(Data records)
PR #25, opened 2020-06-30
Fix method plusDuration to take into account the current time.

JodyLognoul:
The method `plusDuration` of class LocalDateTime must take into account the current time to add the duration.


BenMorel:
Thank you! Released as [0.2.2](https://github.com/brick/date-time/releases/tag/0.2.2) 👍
(End Data records)
(Data records)
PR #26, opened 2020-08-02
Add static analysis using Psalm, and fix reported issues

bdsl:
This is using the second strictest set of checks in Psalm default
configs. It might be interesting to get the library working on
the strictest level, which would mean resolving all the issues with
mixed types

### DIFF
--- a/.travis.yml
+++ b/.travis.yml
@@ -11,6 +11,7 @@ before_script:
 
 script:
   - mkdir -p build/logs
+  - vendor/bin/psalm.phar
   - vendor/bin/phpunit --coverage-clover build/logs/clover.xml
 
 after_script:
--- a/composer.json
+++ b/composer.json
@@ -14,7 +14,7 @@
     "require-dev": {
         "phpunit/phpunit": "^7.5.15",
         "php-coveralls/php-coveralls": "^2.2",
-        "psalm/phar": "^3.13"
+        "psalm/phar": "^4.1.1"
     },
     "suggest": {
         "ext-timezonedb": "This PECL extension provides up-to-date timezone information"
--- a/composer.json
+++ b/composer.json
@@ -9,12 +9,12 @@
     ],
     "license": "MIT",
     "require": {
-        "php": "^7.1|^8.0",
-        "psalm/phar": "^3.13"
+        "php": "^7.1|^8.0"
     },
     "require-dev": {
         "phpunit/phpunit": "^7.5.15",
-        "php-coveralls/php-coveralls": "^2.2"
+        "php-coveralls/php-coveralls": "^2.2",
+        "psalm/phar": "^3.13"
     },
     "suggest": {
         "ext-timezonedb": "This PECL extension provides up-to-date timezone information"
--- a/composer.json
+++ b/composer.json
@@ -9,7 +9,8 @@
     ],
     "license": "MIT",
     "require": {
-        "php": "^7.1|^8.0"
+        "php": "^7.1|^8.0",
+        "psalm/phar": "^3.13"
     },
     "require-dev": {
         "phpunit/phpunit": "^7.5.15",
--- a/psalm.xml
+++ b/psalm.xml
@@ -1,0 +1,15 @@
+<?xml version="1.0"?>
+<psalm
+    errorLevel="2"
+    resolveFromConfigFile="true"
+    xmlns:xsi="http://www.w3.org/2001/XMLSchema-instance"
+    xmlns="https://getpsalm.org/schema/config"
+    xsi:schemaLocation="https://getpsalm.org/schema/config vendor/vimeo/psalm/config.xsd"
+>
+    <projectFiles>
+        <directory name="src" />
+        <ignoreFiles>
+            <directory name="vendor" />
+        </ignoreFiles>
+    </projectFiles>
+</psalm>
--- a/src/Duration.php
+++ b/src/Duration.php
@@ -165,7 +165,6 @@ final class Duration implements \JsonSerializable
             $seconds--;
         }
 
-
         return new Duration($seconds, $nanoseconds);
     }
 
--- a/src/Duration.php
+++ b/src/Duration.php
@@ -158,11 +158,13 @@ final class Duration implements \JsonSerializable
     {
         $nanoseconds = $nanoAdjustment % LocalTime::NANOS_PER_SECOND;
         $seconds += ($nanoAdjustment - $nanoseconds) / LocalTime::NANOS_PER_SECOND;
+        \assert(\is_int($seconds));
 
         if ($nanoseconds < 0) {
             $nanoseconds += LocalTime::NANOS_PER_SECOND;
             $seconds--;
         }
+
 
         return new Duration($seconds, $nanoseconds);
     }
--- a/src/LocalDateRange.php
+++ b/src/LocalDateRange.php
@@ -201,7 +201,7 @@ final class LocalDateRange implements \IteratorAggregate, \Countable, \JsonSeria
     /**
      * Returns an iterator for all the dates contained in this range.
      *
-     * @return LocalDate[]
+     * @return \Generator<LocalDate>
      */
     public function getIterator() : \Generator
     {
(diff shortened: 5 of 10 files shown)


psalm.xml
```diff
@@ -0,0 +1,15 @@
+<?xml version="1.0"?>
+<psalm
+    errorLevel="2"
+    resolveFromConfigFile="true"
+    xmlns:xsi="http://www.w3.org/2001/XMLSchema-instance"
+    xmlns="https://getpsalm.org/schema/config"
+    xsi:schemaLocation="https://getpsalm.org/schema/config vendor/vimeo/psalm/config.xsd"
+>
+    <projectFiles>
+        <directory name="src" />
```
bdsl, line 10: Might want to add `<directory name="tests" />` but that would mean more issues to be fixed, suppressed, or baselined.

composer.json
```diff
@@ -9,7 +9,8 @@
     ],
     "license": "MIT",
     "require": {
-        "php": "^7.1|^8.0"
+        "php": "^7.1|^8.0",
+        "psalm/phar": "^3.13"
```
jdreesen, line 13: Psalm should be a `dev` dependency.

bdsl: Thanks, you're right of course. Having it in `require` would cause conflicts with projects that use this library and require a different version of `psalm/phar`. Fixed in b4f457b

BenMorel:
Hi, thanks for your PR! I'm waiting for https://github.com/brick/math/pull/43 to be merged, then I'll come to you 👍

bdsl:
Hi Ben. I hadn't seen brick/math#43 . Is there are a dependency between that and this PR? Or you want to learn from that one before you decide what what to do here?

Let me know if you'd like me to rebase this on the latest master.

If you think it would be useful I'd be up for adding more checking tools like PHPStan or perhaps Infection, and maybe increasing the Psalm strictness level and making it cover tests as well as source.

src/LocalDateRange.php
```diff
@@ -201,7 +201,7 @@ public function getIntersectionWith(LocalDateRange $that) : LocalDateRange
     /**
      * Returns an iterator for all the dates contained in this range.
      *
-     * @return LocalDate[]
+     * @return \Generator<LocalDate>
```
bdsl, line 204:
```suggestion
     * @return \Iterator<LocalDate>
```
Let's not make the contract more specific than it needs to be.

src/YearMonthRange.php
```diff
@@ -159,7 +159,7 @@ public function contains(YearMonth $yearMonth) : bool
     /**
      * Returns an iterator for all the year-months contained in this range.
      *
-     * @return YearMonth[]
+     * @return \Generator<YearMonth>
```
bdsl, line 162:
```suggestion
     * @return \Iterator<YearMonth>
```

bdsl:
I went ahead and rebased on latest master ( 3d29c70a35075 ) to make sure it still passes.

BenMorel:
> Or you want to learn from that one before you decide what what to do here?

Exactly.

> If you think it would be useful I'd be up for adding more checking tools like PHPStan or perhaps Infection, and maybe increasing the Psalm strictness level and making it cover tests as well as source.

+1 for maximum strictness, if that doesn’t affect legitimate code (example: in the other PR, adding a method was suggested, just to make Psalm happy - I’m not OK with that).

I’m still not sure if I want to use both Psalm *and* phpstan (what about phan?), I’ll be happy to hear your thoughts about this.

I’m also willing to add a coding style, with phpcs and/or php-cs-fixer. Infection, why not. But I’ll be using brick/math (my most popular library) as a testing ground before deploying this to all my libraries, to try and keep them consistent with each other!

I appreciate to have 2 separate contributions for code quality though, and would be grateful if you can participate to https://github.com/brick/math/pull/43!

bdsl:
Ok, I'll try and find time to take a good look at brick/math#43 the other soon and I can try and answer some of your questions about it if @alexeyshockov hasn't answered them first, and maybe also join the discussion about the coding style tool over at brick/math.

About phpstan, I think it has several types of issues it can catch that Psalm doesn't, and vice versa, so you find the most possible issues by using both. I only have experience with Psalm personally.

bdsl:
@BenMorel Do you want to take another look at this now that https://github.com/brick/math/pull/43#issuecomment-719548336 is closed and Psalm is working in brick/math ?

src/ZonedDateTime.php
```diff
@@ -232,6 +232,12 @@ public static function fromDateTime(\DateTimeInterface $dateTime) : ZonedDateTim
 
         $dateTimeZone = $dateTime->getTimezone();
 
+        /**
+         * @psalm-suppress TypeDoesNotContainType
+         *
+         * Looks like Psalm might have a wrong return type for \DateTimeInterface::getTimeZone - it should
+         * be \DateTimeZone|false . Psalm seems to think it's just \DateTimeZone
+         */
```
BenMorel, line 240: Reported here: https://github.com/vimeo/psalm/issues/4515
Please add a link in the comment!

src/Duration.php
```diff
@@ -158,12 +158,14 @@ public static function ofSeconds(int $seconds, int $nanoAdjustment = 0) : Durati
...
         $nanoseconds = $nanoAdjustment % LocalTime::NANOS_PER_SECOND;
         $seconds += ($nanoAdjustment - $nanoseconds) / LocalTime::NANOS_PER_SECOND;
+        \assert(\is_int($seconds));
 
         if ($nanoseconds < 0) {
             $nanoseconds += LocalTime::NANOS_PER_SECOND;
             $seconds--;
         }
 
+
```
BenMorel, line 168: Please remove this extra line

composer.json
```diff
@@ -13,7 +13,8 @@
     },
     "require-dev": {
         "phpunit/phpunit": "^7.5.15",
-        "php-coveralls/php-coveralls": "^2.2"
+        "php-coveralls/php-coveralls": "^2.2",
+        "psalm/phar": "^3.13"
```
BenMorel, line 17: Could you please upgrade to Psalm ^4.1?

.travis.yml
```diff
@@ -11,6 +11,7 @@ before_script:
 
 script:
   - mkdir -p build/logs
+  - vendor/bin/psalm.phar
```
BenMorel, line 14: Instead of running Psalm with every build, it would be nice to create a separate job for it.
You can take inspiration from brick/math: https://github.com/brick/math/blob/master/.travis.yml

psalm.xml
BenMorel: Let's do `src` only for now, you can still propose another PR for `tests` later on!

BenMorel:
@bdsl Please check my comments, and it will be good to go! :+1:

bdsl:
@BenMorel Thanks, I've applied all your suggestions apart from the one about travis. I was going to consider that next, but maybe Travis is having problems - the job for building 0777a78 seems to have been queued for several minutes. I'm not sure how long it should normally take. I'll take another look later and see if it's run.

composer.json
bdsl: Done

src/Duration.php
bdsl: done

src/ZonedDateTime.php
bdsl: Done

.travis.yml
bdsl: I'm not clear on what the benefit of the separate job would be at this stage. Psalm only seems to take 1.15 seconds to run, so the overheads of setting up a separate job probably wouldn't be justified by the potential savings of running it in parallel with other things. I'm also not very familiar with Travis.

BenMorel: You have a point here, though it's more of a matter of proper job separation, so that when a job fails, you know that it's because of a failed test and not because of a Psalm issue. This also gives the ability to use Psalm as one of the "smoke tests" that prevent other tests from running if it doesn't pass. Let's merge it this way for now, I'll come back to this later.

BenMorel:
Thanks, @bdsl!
(End Data records)
Task details: The stretch of entries above that starts with the line containing "PR #25, opened 2020-06-30" and goes on through the line containing "Thank you! Released" is to be transcribed exactly, and no other line is to be transcribed.

Solution:
PR #25, opened 2020-06-30
Fix method plusDuration to take into account the current time.

JodyLognoul:
The method `plusDuration` of class LocalDateTime must take into account the current time to add the duration.


BenMorel:
Thank you! Released as [0.2.2](https://github.com/brick/date-time/releases/tag/0.2.2) 👍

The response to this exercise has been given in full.